Fig. 1: The working framework of this study. | npj Computational Materials

Fig. 1: The working framework of this study.

From: Artificial intelligence-driven phase stability evaluation and new dopants identification of hafnium oxide-based ferroelectric materials

Fig. 1

a 225 structural models were constructed by introducing 15 dopants and considered random arrangements of dopant atoms.

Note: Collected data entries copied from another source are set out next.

PR #305, opened 2026-08-19
Show EVSE power on the home animation

smos:
This change will show EVSE chargers on the dashboard.
Planned and changes with Gemini 3.7 flash

Used 1.4.0-b1 for the base.
Configured excluded "Peblar EVSE Power" entity is now shown as animatd line showing charging in teal. Screenshot attached to Pull request

Schermafbeelding 2026-08-19 141745
This would list any excluded device as a EVSE device, which may not be what everybody wants, but this does work for me. 
It's possible to split this out, or make a EVSE toggle per excluded entity to sum it on the dashboard.

Thoughts?

### DIFF
--- a/custom_components/omnibattery/__init__.py
+++ b/custom_components/omnibattery/__init__.py
@@ -258,7 +258,21 @@ def _excluded_devices_panel_config(data: dict, ent_reg) -> list[dict]:
         )
         devices.append(
             {
+                "name": device.get("name"),
                 "power_sensor": device.get("power_sensor"),
+                "activity_sensor": device.get("activity_sensor"),
+                "ev_charger_no_telemetry": device.get(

Large-scale, high-throughput first-principles calculations were performed to obtain the energies of three phases for constructing the machine learning dataset. b Using Boltzmann distribution theory, we calculated the proportion of ferroelectric phases in HfO2 thin films for different dopant types and doping concentrations, converting abstract energy differences into intuitive phase fraction distribution maps. c Descriptors were formed using weighted physical features, and feature space was expanded using the SISSO method. The dataset was divided into training and validation sets for machine learning model training. Model optimization was achieved through cross-validation and grid search for hyperparameter tuning, enabling large-scale predictions of dopants via machine learning. d With ferroelectric phase fraction and polarization value as the target properties, and guided by the predictions of the machine learning model, HfGaO ferroelectric thin films were successfully prepared in experiments. The variation patterns of ferroelectric properties and ferroelectric phases at different gallium doping concentrations were obtained, validating the reliability of the machine learning model.